## TASK GOAL:
Find and copy each line of the data that includes "userToggleTranslate".

-------- SOURCE RECORDS --------

PR #1431, opened 2025-08-20
TTS PageChunk draft

schu96:
Pushing up work so far on PageChunks for review

### DIFF
--- a/src/plugins/translate/plugin.translate.js
+++ b/src/plugins/translate/plugin.translate.js
@@ -3,6 +3,7 @@ import { html, LitElement } from 'lit';
 import { BookReaderPlugin } from '../../BookReaderPlugin.js';
 import { customElement, property } from 'lit/decorators.js';
 import { langs, TranslationManager } from "./TranslationManager.js";
+import { toISO6391 } from '../tts/utils.js';
 
 // @ts-ignore
 const BookReader = /** @type {typeof import('@/src/BookReader.js').default} */(window.BookReader);
@@ -27,10 +28,10 @@ export class TranslatePlugin extends BookReaderPlugin {
   toLanguages = [];
 
   /**
-   * Current language code that is being translated From
+   * Current language code that is being translated From. Defaults to EN currently
    * @type {!string}
    */
-  langFromCode = "en";
+  langFromCode
 
   /**
    * Current language code that is being translated To
@@ -43,7 +44,15 @@ export class TranslatePlugin extends BookReaderPlugin {
    */
   _panel;
 
+  /**
+   * @type {boolean} userToggleTranslate - Checks if user has initiated translation
+   * Should synchronize with the state of TranslationManager's active state
+   */
+  userToggleTranslate;
+
   async init() {
+    const currentLanguage = toISO6391(this.br.options.bookLanguage.replace(/[.,\/#!$%\^&\*;:{}=\-_`~()]/g, ""));
+    this.langFromCode = currentLanguage ?? "en";
 
     if (!this.options.enabled) {
       return;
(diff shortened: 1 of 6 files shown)


src/plugins/tts/AbstractTTSEngine.js
```diff
@@ -86,9 +86,8 @@ export default class AbstractTTSEngine {
 
     this._chunkIterator = new PageChunkIterator(numLeafs, leafIndex, {
       pageChunkUrl: this.opts.pageChunkUrl,
-      pageBufferSize: 5,
+      pageBufferSize: 1,
```
cdrini: Can we try bumping this up to maybe 3? Does that still work smoothly?

src/plugins/translate/plugin.translate.js
```diff
@@ -128,11 +128,8 @@ export class TranslatePlugin extends BookReaderPlugin {
     if (this.br.mode == this.br.constModeThumb || !this.userToggleTranslate) {
       return;
     }
-    if (!page.querySelector('.BRtextLayer')) {
-      console.log("there is no selection layer here", page.dataset.index);
-      return;
-    }
 
+    // this.br.trigger('translationEnabled', { }); // fires too often?
```
```suggestion
```

src/plugins/translate/plugin.translate.js
```diff
@@ -128,11 +128,8 @@ export class TranslatePlugin extends BookReaderPlugin {
     if (this.br.mode == this.br.constModeThumb || !this.userToggleTranslate) {
       return;
     }
-    if (!page.querySelector('.BRtextLayer')) {
```
cdrini, line 131: Hmm, we might have a bit of a race condition here, if the text layer isn't loaded yet. We can fix in a future PR by:

1. Change the spot below where we do `page.querySelector('.BRtextLayer')` to instead do `this.br.plugins.textSelection.getTextLayer(page)`
2. Create a new method on `TextSelectionPlugin`, `getTextLayer` that basically just calls `createTextLayer` ; that method already avoids creating if necessary
3. Move the `createDIVPageLayer` method up to ~the top of the `createTextLayer` method ; that'll ensure that it won't call multiple times if we're mid-fetching.

But ok as-is until then.

src/plugins/tts/plugin.tts.js
```diff
@@ -165,13 +165,28 @@ export class TtsPlugin extends BookReaderPlugin {
 
     const renderVoicesMenu = (voicesMenu) => {
       voicesMenu.empty();
-      const bookLanguage = this.ttsEngine.opts.bookLanguage;
+      let bookLanguage = this.ttsEngine.opts.bookLanguage;
+      let translatedLanguages;
+      let toLang;
```
cdrini: Let's move these variables into the block ~line 181; they're only used in there. Then we can also switch from `let` to `const`!

src/plugins/tts/plugin.tts.js
```diff
@@ -208,6 +225,18 @@ export class TtsPlugin extends BookReaderPlugin {
   }
 
   start(startTTSEngine = true) {
+    if (this.br.plugins.translate?.translationManager?.active) {
+      const toLangISO = toISO6391(this.br.plugins.translate.langToCode);
+      const toLanguageVoice = this.ttsEngine.getVoices().filter(v => v.lang.startsWith(toLangISO));
+      this.ttsEngine.setVoice(toLanguageVoice[0].voiceURI); // arbitrarily pick 1st choice if possible
+      const voicesMenu = this.br.refs.$BRReadAloudToolbar.find('[name=playback-voice]');
```
cdrini: This is duplicating some of the logic in the TTS `getBestVoice` method. Let's add a new parameter to `getBestVoice`. That method is pretty simple:

https://github.com/internetarchive/bookreader/blob/d99fda860c35c048b0e55b044339c5a26bd4e0b3/src/plugins/tts/AbstractTTSEngine.js#L207-L210

So if we add a new parameter to `languageOverride`, we can do something like:

```js
  /** Convenience wrapper for {@see AbstractTTSEngine.getBestVoice} */
  getBestVoice(languageOverride) {
    return AbstractTTSEngine.getBestBookVoice(this.getVoices(), this.opts.bookLanguage || languageOverride);
  }
```

cdrini (approved):
Greeeat! Lgtm!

--------

## WRITTEN REPLY:
+   * @type {boolean} userToggleTranslate - Checks if user has initiated translation
+  userToggleTranslate;
     if (this.br.mode == this.br.constModeThumb || !this.userToggleTranslate) {
     if (this.br.mode == this.br.constModeThumb || !this.userToggleTranslate) {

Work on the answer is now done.